Pushing the Sample-Size Limit of Infrared Vibrational Nanospectroscopy: From Monolayer toward Single Molecule Sensitivity

While scattering-scanning near-field optical microscopy -(s-SNOM) has demonstrated its potential to extend infrared (IR) spectroscopy into the nanometer scale, it has not yet reached its full potential in terms of spectroscopic sensitivity. We combine broadband femtosecond mid-IR excitation with an optimized spectral irradiance of similar to 2 W/ cm(2)/ cm(-1) (power/area/bandwidth) and a combination of tip- and substrate enhancement to demonstrate single-monolayer sensitivity with exceptional signal-to-noise ratio. Using interferometric time domain detection, the near field IR s-SNOM spectral phase directly reflects the molecular vibrational resonances and their intrinsic line shapes.
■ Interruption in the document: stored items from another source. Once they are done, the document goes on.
PR #445, opened 2023-10-10
Update various docstrings, add workflow to check docstrings

till-m:
see #427

### DIFF
--- a/bayes_opt/bayesian_optimization.py
+++ b/bayes_opt/bayesian_optimization.py
@@ -226,7 +226,7 @@ class BayesianOptimization(Observable):
         self.dispatch(Events.OPTIMIZATION_STEP)
 
     def probe(self, params, lazy=True):
-        """Evaluate the function on the given points.
+        """Evaluate the function at the given points.
 
         Useful to guide the optimizer.
 
--- a/bayes_opt/bayesian_optimization.py
+++ b/bayes_opt/bayesian_optimization.py
@@ -1,3 +1,7 @@
+"""Main module.
+
+Holds the `BayesianOptimization` class, which handles the maximization of a
+function over a specific target space."""
 import warnings
 
 from bayes_opt.constraint import ConstraintModel
@@ -12,17 +16,25 @@ from sklearn.gaussian_process import GaussianProcessRegressor
 
 
 class Queue:
+    """Queue datastructure.
+
+    Append items in the end, remove items from the front.
+    """
+
     def __init__(self):
         self._queue = []
 
     @property
     def empty(self):
+        """Check whether the queue holds any items."""
         return len(self) == 0
 
     def __len__(self):
+        """Return number of items in the Queue."""
         return len(self._queue)
 
     def __next__(self):
+        """Remove and return first item in the Queue."""
         if self.empty:
             raise StopIteration("Queue is empty, no more objects to retrieve.")
         obj = self._queue[0]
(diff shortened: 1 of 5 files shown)


bayes_opt/bayesian_optimization.py
```diff
@@ -233,7 +277,13 @@ def suggest(self, utility_function):
...
 
     def _prime_queue(self, init_points):
-        """Make sure there's something in the queue at the very beginning."""
+        """Ensure the queue is not empty.
+
+        Parameters
+        ----------
+        init_points: int
+            Number of parameters to prime the queue with.
+        """
```
leandrobbraga, line 286: Is this *really* what this function does? The term "prime" gives me the impression that this is preparing/driving the queue to the start point.

leandrobbraga (approved):

bayes_opt/bayesian_optimization.py
```diff
@@ -167,30 +182,53 @@ def __init__(self,
...
+        constraint_value: float or None
+            Value of the constraint function at the observation, if any.
+        """
         self._space.register(params, target, constraint_value)
         self.dispatch(Events.OPTIMIZATION_STEP)
 
     def probe(self, params, lazy=True):
-        """
-        Evaluates the function on the given points. Useful to guide the optimizer.
+        """Evaluate the function on the given points.
```
leandrobbraga, line 229:
```suggestion
        """Evaluate the function at the given points.
```

leandrobbraga (changes requested):

bayes_opt/bayesian_optimization.py
till-m: The code is pretty short and fits here:
```python


    def _prime_queue(self, init_points):
        """Ensure the queue is not empty.

        Parameters
        ----------
        init_points: int
            Number of parameters to prime the queue with.
        """
        if self._queue.empty and self._space.empty:
            init_points = max(init_points, 1)

        for _ in range(init_points):
            self._queue.add(self._space.random_sample())
```

So what happens is a) if the queue is empty and there are no points registered to the target space it samples at least one point randomly from the space and adds it to the queue. I'm open to changing the description (or function name) to something that is more intuitive. Any suggestions?

> The term "prime" gives me the impression that this is preparing/driving the queue to the start point.

Not sure what exactly you mean by this, I think the `prime` is used here as a stand-in for `prepare`.

bwheelz36:
Hey @till-m, sorry I don't have time to review in detail - great work on pushing this forward!

Just a query on the pydocstring - I just had a look at running it locally and it seems extremely sensitive - producing hundreds and hundreds of errors. I'm not sure if they would all have to be fixed for the job to pass? 
A lot about things I don't really care about, like missing spaces, missing full stops etc. It might be possible to configure this so it only catches things we really care about - which for me is (1) docstring missing and (2) undescribed parameters.

till-m:
@bwheelz36, it's indeed super sensitive. I think there's two possibilities:
1) Once all the docstrings adhere to the numpy standard, there should ideally not be a lot of work in maintaining that.
2) use `--select=CODE01,CODE02,ETC` to select only specific things to check against.

I think there's an argument to be made in staying consistent with other scientific packages, lots of which use numpy's style. At the same time, I kind of agree that it seems to be overly pedantic. I would be fine with going either direction.

bayes_opt/bayesian_optimization.py
leandrobbraga: I think it's fine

We probe the stretching resonance of similar to 1000 carbonyl groups at 1700 cm(-1) in a self assembled monolayer of 16-mercaptohexadecanoic acid (MHDA) on an evaporated gold substrate with spectroscopic contrast and sensitivity of less than or similar to 100 vibrational oscillators. From these results we provide a roadmap for achieving true single-molecule IR vibrational spectroscopy in s-SNOM by implementing optical antenna resonant enhancement, increased spectral pump power, and improved detection schemes.